◆ WORK TO BE COMPLETED
The string "backend" appears in some lines of the entries that follow; copy each such line.

___ PROVIDED RECORDS

PR #6656, opened 2022-09-12
fix(pubsub): remove unused AckResult map

hongalex:
`iterator.pendingAckResults` was supposed to store the pending ack results for exactly once delivery and shut them down on context cancellation. However, we don't do this since we wait for all messages to be acked/nacked/expired before shutting down the subscriber. I'm also removing this since the map currently has the possibility of creating a memory leak if messages are not properly acked/nacked.


pubsub/iterator.go
```diff
@@ -261,9 +256,6 @@ func (it *messageIterator) receive(maxToPull int32) ([]*Message, error) {
 	maxExt := time.Now().Add(it.po.maxExtension)
 	ackIDs := map[string]*AckResult{}
 	it.mu.Lock()
-	it.eoMu.RLock()
-	enableExactlyOnceDelivery := it.enableExactlyOnceDelivery
```
shollyman, line 265: This is the only bit that bears scrutiny.  Will not setting this affect any other behaviors?

hongalex: This was only for reading the field from the iterator object into a local variable. It was used for this function only.

shollyman (approved):

Issue #6657, opened 2022-09-13
bigquery/storage: ManagedStream should not hold context.Canceled and context.DeadlineExceeded error


tamayika:
**Client**

BigQuery/Storage

**Environment**

Any

**Go Environment**

Any

**Code**

```go
package main

func main() {
	/* initialization skipped */
	// this repro uses context.WithCancel(), but the same happens on context.WithTimeout() and context.DeadlineExceeded
	ctx, cancel := context.WithCancel(context.Background())
	go func() {
		// wait to ManagedStream.lockingAppend()
		time.Sleep(100 * time.Millisecond)
		cancel()
	}()
	_, err := stream.AppendRows(ctx, bytes)                 // context.Canceled is returned: expected
	_, err = stream.AppendRows(context.Background(), bytes) // context.Canceled is returned: unexpected
}
```

This problem is race condition, so please add `time.Sleep(1 * time.Second)` to https://github.com/googleapis/google-cloud-go/blob/main/bigquery/storage/managedwriter/managed_stream.go#L266

**Expected behavior**

ManagedStream does not hold context error.

**Actual behavior**

ManagedStream holds context error.

**Screenshots**

**Additional context**

shollyman:
Thanks for the report.  Yes, its an error to retain the append-level error as the stream error.  PR forthcoming.

PR #6659, opened 2022-09-13
fix(bigquery/storage/managedwriter): fix incorrect error retention

shollyman:
Failures for an individual append can get retained as the terminal error for the stream.  Redact the logic responsible, and add a test that validates the correct behavior using context-based errors.

Fixes: https://github.com/googleapis/google-cloud-go/issues/6657


alvarowolfx (approved):
LGTM

Issue #6612, opened 2022-09-02
Field marked as deprecated is being used by firebase trigger for cloud function


mogli91:
https://github.com/googleapis/google-cloud-go/blob/989cd0e8da8f50ab5d2353b93732b4b997f4c868/functions/metadata/metadata.go#L39

The docs going with the above structs say that the field `RawPath` is only being used by storage in combination with pubsub. Please mention that it is also used by Firebase Realtime Database Triggers (a trigger for cloud functions) to identify the resource (document) that triggered the call.

https://cloud.google.com/functions/docs/calling/realtime-database#functions_firebase_rtdb-go

quartzmo:
You wrote `RawType`, did you mean `RawPath`?

mogli91:
Indeed, thanks for pointing this out. I have updated the issue with `RawPath` instead of `RawType`. Apologies for the typo.

quartzmo:
@mogli91 PTAL at my edit in #6660, and feel free to suggest changes.

PR #6660, opened 2022-09-13
docs(functions): update metadata.Resource docs

quartzmo:
closes: #6612


mogli91:
I suggest the following edit:
It is also used when triggering Cloud Functions by [Firebase Realtime Database Triggers](https://cloud.google.com/functions/docs/calling/realtime-data).

The link points to an actual feature (Triggers for Cloud Functions) and not only an example. This is why I would change the description.

quartzmo:
@mogli91 Updated.

codyoss (approved):

PR #6662, opened 2022-09-13
chore(storage): use context value to skip transport tests

noahdietz:
Introduce the `skipTransportTestKey` `context.Value` key in order to skip specific integration tests for one of the two supported transports. The test uses one of the two helpers to create the proper context, either `skipGRPC` or `skipHTTP`, combined with the reason for skipping as the value, and the test runner will skip that transport if it is present in the context supplied to it, logging the reason with the Skip.

Refactor and skip two tests, BucketLifecycle which is broken for gRPC atm, and MultiMessageWriteGRPC which is just meant to exercise edge cases in the gRPC Writer implementation.


tritone (approved):
Thanks Noah!

PR #6679, opened 2022-09-15
fix(spanner): spanner sessions will be cleaned up from the backend

rahul2393:
This will remove the API call to explicitly delete the session from backend, expactation is that sessions will be garbage collected in the backend and to align with other languages Java etc.


spanner/integration_test.go
```diff
@@ -454,9 +454,6 @@ loop:
 		if s == nil {
 			break
 		}
-		// This will delete the session on the backend without removing it
-		// from the pool.
-		s.Value.(*session).delete(context.Background())
```
olavloite, line 459: This should not be removed. The intention behind this is to verify that the session pool is able to recover from a situation where the backend garbage collects sessions that are still in the pool without the pool knowing about it (or expecting it).

rahul2393: Thanks for pointing this out.

olavloite (approved):

PR #6686, opened 2022-09-16
refactor(bigquery/storage/managedwriter): simplify lockingAppend

shollyman:
This PR is another preparatory change towards implementing append
retries.  Here, we move responsibility for recording stats into the
lockingAppend() method, which allows us to simplify the return to
emitting only the error.

This will in turn allow us to use lockingAppend within the receiver
to re-enqueue appends.

There's a slight bit of cleverness in moving stats collection until after
we've unlocked.  This is already tested by
`TestIntegration_ManagedWriter/group/Instrumentation` so this PR 
adds no additional tests.

Towards internal b/245963141


alvarowolfx (approved):
LGTM

PR #6692, opened 2022-09-18
feat(firestore): adds COUNT aggregation query

telpirion:
This PR implements the StructuredAggregationQuery feature for Firestore.


firestore/mock_test.go
```diff
@@ -187,6 +187,27 @@ func (s *mockServer) RunQuery(req *pb.RunQueryRequest, qs pb.Firestore_RunQueryS
...
+	for _, res := range responses {
+		switch res := res.(type) {
+		case *pb.RunAggregationQueryResponse:
+			if err := qs.Send(res); err != nil {
+				return err
+			}
+		case error:
+			return res
+		default:
+			panic(fmt.Sprintf("bad response type in RunAggregationQuery: %+v", res))
```
enocom, line 205: Does this need to be a panic? Wouldn't an error return get the job done?

firestore/query.go
```diff
@@ -304,6 +304,15 @@ func (q Query) Deserialize(bytes []byte) (Query, error) {
 	return q.fromProto(&runQueryRequest)
 }
 
+// NewAggregationQuery returns an AggregationQuery with this query as its
+// base query.
+func (q *Query) NewAggregationQuery() *AggregationQuery {
+	return &AggregationQuery{
+		query:            q,
+		aggregateQueries: make([]*pb.StructuredAggregationQuery_Aggregation, 0),
```
enocom, line 312: Since you're not allocating a certain length, is there a need to make a slice at all? The first append below would do this for you.

firestore/query.go
```diff
@@ -1036,3 +1045,72 @@ func (it *btreeDocumentIterator) next() (*DocumentSnapshot, error) {
 }
 
 func (*btreeDocumentIterator) stop() {}
+
+// AggregationQuery allows for generating aggregation results of an underlying
+// basic query. A single AggregationQuery can contain multiple aggregations.
+type AggregationQuery struct {
+	aggregateQueries []*pb.StructuredAggregationQuery_Aggregation // aggregateQueries contains all of the queries for this request.
```
enocom, line 1052: nit: comments above fields makes for better line lengths and easier-to-parse code

firestore/query.go
```diff
@@ -1036,3 +1045,72 @@ func (it *btreeDocumentIterator) next() (*DocumentSnapshot, error) {
...
+		Operator: &pb.StructuredAggregationQuery_Aggregation_Count_{},
+	}
+
+	a.aggregateQueries = append(a.aggregateQueries, aq)
+
+	return a
+}
+
+// Get retrieves the aggregation query results from the service.
+func (a *AggregationQuery) Get(ctx context.Context) (AggregationResult, error) {
```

______

◆ RESPONSE TO THE EXERCISE
fix(spanner): spanner sessions will be cleaned up from the backend
This will remove the API call to explicitly delete the session from backend, expactation is that sessions will be garbage collected in the backend and to align with other languages Java etc.
-		// This will delete the session on the backend without removing it
olavloite, line 459: This should not be removed. The intention behind this is to verify that the session pool is able to recover from a situation where the backend garbage collects sessions that are still in the pool without the pool knowing about it (or expecting it).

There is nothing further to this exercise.